# Weinmann Brake Hoods



## HertzvanRental (26 Aug 2015)

Greetings!
Does anybody have a pair of black, Weinmann brake hoods that they are willing to sell me?

As a follow-up, if my plea is unsuccessful, has anybody fitted the Cane Creek "pattern" units? How do they look?

Thank you.


----------



## wesfoster (26 Aug 2015)

http://www.wiggle.co.uk/cane-creek-scr-5-brake-levers/
These ones? I just swapped my old Weinmanns out for these and I find them really comfy, plus look pretty nice but I did change the whole colour scheme of the bike - with black tape they're spot on. The hoods are a bit fiddly to keep pinned back whilst taping, but may have just been because they're new. 
Had some Dia Compe hoods on the Weinmann levers before which were alright for a while but never fitted tightly enough for my liking, worth having a look at though if you do want to stick with the original.


----------



## HertzvanRental (27 Aug 2015)

wesfoster said:


> http://www.wiggle.co.uk/cane-creek-scr-5-brake-levers/
> These ones?
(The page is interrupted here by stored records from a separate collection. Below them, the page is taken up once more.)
PR #691, opened 2026-09-17
Supports Oceananigans v0.113 by changing `overwrite_existing` -> `overwrite_files`

navidcy:


src/DataWrangling/DataWrangling.jl
```diff
@@ -210,8 +210,8 @@ end
 ##### FieldTimeSeries utilities
 #####
 
-function save_field_time_series!(fts; path, name, overwrite_existing=false)
-    overwrite_existing && rm(path; force=true)
+function save_field_time_series!(fts; path, name, overwrite_files=false)
+    overwrite_files && rm(path; force=true)
```
giordano, line 214: Note: this is in the source code of this package, doesn't come from Oceananigans, but I guess it could be changed for consistency (but this will be in turn a breaking change in this package)

giordano (approved):

src/DataWrangling/DataWrangling.jl
navidcy: oh! that was just me blindly search-and-replace!
it does make sense to change it though... shall we?

navidcy:
I guess I hit package resolve issues; perhaps all changes in this PR should be moved to #689?

giordano:
The comment in https://github.com/CliMA/ClimaSeaIce.jl/pull/177#issuecomment-5714545735 was meant to be posted here:

> We still need to wait for https://github.com/NumericalEarth/Breeze.jl/pull/1001 to actually test the new version via Breeze.jl (waiting for approval about some slightly different numerical results, but after that we can quickly release a new version).

ewquon:
Thanks for moving this along, @giordano @navidcy

PR #695, opened 2026-09-18
Rotate parent winds for a child with `LambertConformalConicGrid`

ewquon:
The state exchanger copies the parent's eastward/northward winds into the child-prognostic `ρu`/`ρv` and the specific `u`/`v` unchanged. A `LatitudeLongitudeGrid` child's axes are east/north, so that is exact. A `LambertConformalConicGrid` child's axes are rotated from east by the cone convergence angle `n (λ − λ₀)`, which reaches ±20° at the walls of a CONUS-size panel (450 × 290 at 13 km, tangent cone at 38.5° N). Every consumer of the exchanger's FTS — the lateral boundary conditions, the Davies relaxation targets, and the initial condition — then imposes the wrong components: a cross-component error of 0.34 |V| at 20°, and the wall-normal inflow taken from the wrong component.

This applies the rotation once, in the exchanger kernel, from the child grid's `conformal_mapping`; the three consumers are unchanged. `nested_atmosphere_model` passes the child grid through to `state_exchanger`, whose `child_grid` keyword defaults to `nothing` (identity, as for a lat-lon child).

The analytic angle agrees with Oceananigans' finite-difference `rotation_angle` to 5 digits and follows the `intrinsic_vector` sign convention. The test drives a uniform 10 m s⁻¹ eastward parent wind into a child sitting 200–600 km east of its central meridian, interpolates the exchanged `u`/`v` onto the child, and checks that `extrinsic_vector` on the child grid recovers (10, 0) at every node to 1e-2.

The testset runs on every test architecture, so the CI GPU job exercises the rotation inside the exchanger kernel (the child-frame map is an isbits `LambertConformalConic{FT}` kernel argument).


glwagner:
@ewquon just want to make sure this PR is correct --- the winds should be rotated for _any `OrthogonalSphericalShellGrid`_ --- not only the Lambert conformal conic. Does the PR account for this?

ext/NumericalEarthBreezeExt/breeze_state_exchanger.jl
```diff
@@ -64,9 +66,23 @@ end
 const PrognosticStateFTS = FieldTimeSeries{<:Any, <:Any, <:Any, <:Any, <:PrognosticStateBackend}
 update_field_time_series!(::PrognosticStateFTS, ::Time) = nothing
 
+# The child's velocity components follow its grid axes: eastward/northward on a `LatitudeLongitudeGrid`,
+# rotated by the cone convergence angle on a `LambertConformalConicGrid`.
+child_frame(grid) = nothing
+child_frame(grid::LambertConformalConicGrid) = grid.conformal_mapping
```
glwagner, line 72:
```suggestion
child_frame(grid::OrthogonalSphericalShellGrid) = grid.conformal_mapping
```

ext/NumericalEarthBreezeExt/breeze_state_exchanger.jl
```diff
@@ -64,9 +66,23 @@ end
...
+
+@inline rotate_to_child_frame(::Nothing, i, j, k, grid, u, v) = (u, v)
+
+@inline function rotate_to_child_frame(map::LambertConformalConic, i, j, k, grid, u, v)
```
glwagner, line 76: is this the same as the `extrinsic_vector` helper in Oceananigans?

ext/NumericalEarthBreezeExt/breeze_state_exchanger.jl
glwagner: this may not be necessary if the vector helpers in Oceananigans already perform this dispatch.

glwagner (commented):
I think this is partly duplicating functionality in Oceananigans here:

https://github.com/CliMA/Oceananigans.jl/blob/9c3be77cbfb66fca0352487036995bb5c666759c/src/Models/HydrostaticFreeSurfaceModels/set_hydrostatic_free_surface_model.jl#L108-L139

although, that stuff is within `Models/HydrostaticFreeSurfaceModels`. I am not sure if there is an opportunity to reduce overlap. To start, perhaps we can use the same terminology here.

ext/NumericalEarthBreezeExt/breeze_state_exchanger.jl
glwagner: I think the function signature is just 

```julia
extrinsic_vector(i, j, k, grid, u, v)
```

note that it is redundant to provide the conformal map AND the grid. I also believe that `extrinsic_vector` performs the dispatch you need and you do not need to add extra dispatch here.

Note, this is not specific to the concept of a "child simulation" and therefore is named so

PR #608, opened 2021-06-21
Feat(Multiple choice): Grid Layout

dianagociu:
Added new setting: choicesLayout - a dropdown with 3 possibilities : vertical, grid and horizontal - with vertical default. When we select grid for the layout a new setting will show up - grid Columns - which is also a dropdown with numbers between 1 and the number of choices . The selected number will represent the number of columns that we want for the grid. 
@alextkd


dianagociu:
image

dianagociu:
Horizontal Layout: 
image

dianagociu:
Grid Layout with 2 columns:
image

packages/multiple-choice/src/multiple-choice.jsx
```diff
@@ -204,7 +214,7 @@ export class MultipleChoice extends React.Component {
     } = this.props;
     const { showCorrect } = this.state;
     const isEvaluateMode = mode === 'evaluate';
-
+    const layoutClass = this.props.choicesLayout === 'grid' ? classes.gridLayout : (this.props.choicesLayout === 'vertical'? '' : classes.horizontalLayout)
```
alextkd, line 217: I would write this more simple and more clear using `classNames({ [classes.gridLayout]: this.props.choicesLayout === 'grid', {[classes.horizontalLayout]: this.props.choicesLayout === 'horizontal' } })`

packages/multiple-choice/src/multiple-choice.jsx
```diff
@@ -225,10 +235,11 @@ export class MultipleChoice extends React.Component {
         />
         <br />
         <PreviewPrompt className="prompt" prompt={prompt}/>
-        <div className={this.props.verticalMode ? '' : classes.horizontalLayout}>
+        <div className={classNames(layoutClass)} style={styles.getColumns(this.props.gridColumns)}>
```
alextkd, line 238: then you don't need to use it here

alextkd (changes requested):
Let's make the upper improvements

edeustace:
@andreeapescar - mind managing the merge of this - looks good to me - thanks @dianagociu and @alextkd

packages/multiple-choice/configure/src/defaults.js
```diff
@@ -17,12 +17,16 @@ export default {
     limitChoicesNumber: true,
     teacherInstructionsEnabled: true,
     studentInstructionsEnabled: true,
-    verticalMode: true
+    choicesLayout: 'vertical',
+    gridColumns: 2
   },
   configuration: {
-    verticalMode: {
+    choicesLayout: {
```
andreeapescar, line 24: Since you're removing an existing property, I think it would be better to have a breaking change.

packages/multiple-choice/configure/src/main.jsx
```diff
@@ -107,6 +108,9 @@ const Design = withStyles(styles)(props => {
     promptEnabled
   } = model || {};
 
+
+  const nrOfColumnsAvailable = Array.from({length: model.choices.length}, (_, i) => i + 1);
```
andreeapescar, line 112: We should add a sanity check here.

andreeapescar (approved):

PR #610, opened 2021-06-25
Feat(multiple choice): Toolbar position

dianagociu:
Added new setting : toolbarEditorPosition which is an enum : "bottom" / "top" with bottom default. This will indicate the position for the editor toolbar.  ( In the screenshots below I set the toolbarEditorPosition to 'top' )
Screenshot 2021-06-25 at 16 07 31
Screenshot 2021-06-25 at 16 07 54
Screenshot 2021-06-25 at 16 08 05
Screenshot 2021-06-25 at 16 08 15
@alextkd


packages/multiple-choice/configure/src/main.jsx
```diff
@@ -125,6 +125,7 @@ const Design = withStyles(styles)(props => {
             onChange={onTeacherInstructionsChanged}
             imageSupport={imageSupport}
             nonEmpty={false}
+            toolbarOpts={{ position: model.toolbarEditorPosition === 'top' ? model.toolbarEditorPosition : 'bottom' }}
```
andreeapescar, line 128: I would rather save this in a variable, since you're using it 4 times.
I think you can have something like:

```
const toolbarOpts = {};

switch (model.toolbarEditorPosition) {
   case 'top':
     toolbarOpts.position = 'top';
     break;
   default:
      toolbarOpts.position = 'bottom';
       break;
}
```

before the Content's declaration.

andreeapescar:
Also, as far as I know, there should also be a PR in pie-lib for this. Let's have that one merged first. :)

andreeapescar (approved):

edeustace:
merged locally

PR #627, opened 2021-07-13
feat(math-inline): added option to set toolbar editor position

dianagociu:
Screenshot 2021-07-13 at 14 57 18
Screenshot 2021-07-13 at 14 57 26
Screenshot 2021-07-13 at 14 57 34
Screenshot 2021-07-13 at 14 58 01
@alextkd

### DIFF
--- a/packages/math-inline/docs/demo/generate.js
+++ b/packages/math-inline/docs/demo/generate.js
@@ -17,6 +17,7 @@ const initialModel = {
 
 const E262456 = {
   'equationEditor': 3,
+  'toolbarEditorPosition': "top",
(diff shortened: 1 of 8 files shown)


packages/math-inline/docs/demo/generate.js
```diff
@@ -17,6 +17,7 @@ const initialModel = {
 
 const E262456 = {
   'equationEditor': 3,
+  'toolbarEditorPosition': 'top',
```
PatriciaRomaniuc, line 20: Set toolbarEditorPosition to 'bottom' instead of 'top'.

PatriciaRomaniuc (approved):

PR #647, opened 2021-08-05
fix(image-cloze-association): Removed correct answer in evaluate mode  for empty response

andreeimiron:


packages/image-cloze-association/src/possible-response.jsx
```diff
@@ -35,7 +35,11 @@ export class PossibleResponse extends React.Component {
 
     return connectDragSource(
       <div className={`${classes.base} ${additionalClass}`} style={containerStyle}>
-        <span className={classes.span} dangerouslySetInnerHTML={{__html: data.value}}/>
+        <span
+          style={data.hidden && { visibility: 'hidden' }}
```
andreeapescar, line 39: use classnames instead, please

PR #663, opened 2021-08-10
feat(math-inline): if absolute notation is a custom key, it should be…

PatriciaRomaniuc:
…have as the regular button PD-1257
https://illuminate.atlassian.net/browse/PD-1257


PatriciaRomaniuc:
Closed because of: https://github.com/pie-framework/pie-lib/pull/338
That fix will also include this.

PR #665, opened 2021-08-12
fix(CTT-174): add safari tooltip fix 

sergiulucaci:
In classroom-tool context the tooltip is still visible when questions are changed by teacher. 

See this: https://illuminate.atlassian.net/browse/CTT-183


sergiulucaci:
Unfortunately this hack won't work.

PR #668, opened 2021-08-16
fix(math-inline): render parallel sign with bigger font-size PD-1258

PatriciaRomaniuc:
**NEED TO MERGE https://github.com/pie-framework/pie-lib/pull/343 FIRST**

### DIFF
--- a/packages/math-inline/src/main.jsx
+++ b/packages/math-inline/src/main.jsx
@@ -61,6 +61,16 @@ function prepareForStatic(model, state) {
   }
 }
 
+// increase the font of the parallel notation
+const updateSpans = () => {
+  const spans = Array.from(document.querySelectorAll('span[mathquill-command-id]'));
+  (spans || []).forEach(span => {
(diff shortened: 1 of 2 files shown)


packages/math-inline/src/main.jsx
```diff
@@ -61,6 +61,16 @@ function prepareForStatic(model, state) {
   }
 }
 
+// increase the font of the parallel notation
+const updateSpans = () => {
+  const spans = Array.from(document.querySelectorAll('span[mathquill-command-id]'));
```
andreeapescar, line 66: Can we use the function that was defined in pie-lib in this PR: https://github.com/pie-framework/pie-lib/pull/343?

andreeapescar (approved):

packages/math-inline/src/main.jsx
andreeapescar: @PatriciaRomaniuc we have pie-lib released

PR #670, opened 2021-08-18
fix/use-literal-as-default-validation-type

CarlaCostea:
- math-validation should be published & yalc files should be removed before merge
- I can't run tests at this point, because math-validation is linked in two files. (waiting for math-validation package to be published)

Screenshot 2021-08-16 at 14 45 48


andreeapescar:
Please make sure you initialize "validation" on responses if they don't have anything set.

CarlaCostea:
please consider PR https://github.com/pie-framework/pie-elements/pull/671

PR #675, opened 2021-08-20
feat/math-inline-literal-validation-options

CarlaCostea:
My task was: 
image

In order to be consistent in configuration I use `enabled` not `controls`.

Please see documentation here: 
/Users/carla/Documents/Work/pie-framework/pie-elements/packages/pie-models/src/pie/math-inline/index.ts

Resulted behaviour is the following:

Example 1. validation literal `ignoreOrder: { enabled :true} && allowTrailingZeros: {enabled: true}`
image

Example 2. validation literal `ignoreOrder: { enabled :false} && allowTrailingZeros: {enabled: true}` && onDefault model we have ignoreOrder:true and allowTrailingZeros: true 

Design result will be this: 
image
 Validation will consider ignoreOrder option true, without possibility to change it from UI

### DIFF
--- a/packages/extended-text-entry/docs/demo/generate.js
+++ b/packages/extended-text-entry/docs/demo/generate.js
@@ -2,7 +2,7 @@ exports.model = (id, element) => ({
   id,
   element,
   customKeys: [
-    "\\square"
+    '\\square'
   ],
   feedback: { type: 'default', default: 'this is default feedback' },
   prompt: 'This is the question prompt',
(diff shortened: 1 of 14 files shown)


andreeapescar:
It looks really good now 💯 Good job!

Please make sure George approves the behaviour before merging it into your branch and fix tests.

Also, I would like to have this one merged first (into feat/link-math-validation), and just after that we can merge feat/link-math-validation, because you've made some changes in this branch that would be BREAKING changes for feat/link-math-validation otherwise, and we can avoid that. :)

PR #691, opened 2021-09-02
feat(passage): implement print PD-1282

PatriciaRomaniuc:
Rendered tabs in sequence for more than one passage:
Screen Shot 2021-09-02 at 9 57 38 AM
View with only one passage:
Screen Shot 2021-09-02 at 9 58 08 AM


packages/passage/src/stimulus-tabs.jsx
```diff
@@ -72,7 +79,26 @@ class StimulusTabs extends React.Component {
     const { activeTab } = this.state;
 
     if (tabs && tabs.length > 1) {
-      return (
+      return tabs[0].disabledTabs ? (
```
andreeapescar, line 82: I would suggest to move `disabledTabs` property on the model.

andreeapescar (changes requested):

andreeapescar (approved):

I just swapped my old Weinmanns out for these and I find them really comfy, plus look pretty nice but I did change the whole colour scheme of the bike - with black tape they're spot on. The hoods are a bit fiddly to keep pinned back whilst taping, but may have just been because they're new.
> Had some Dia Compe hoods on the Weinmann levers before which were alright for a while but never fitted tightly enough for my liking, worth having a look at though if you do want to stick with the original.


Thanks.


----------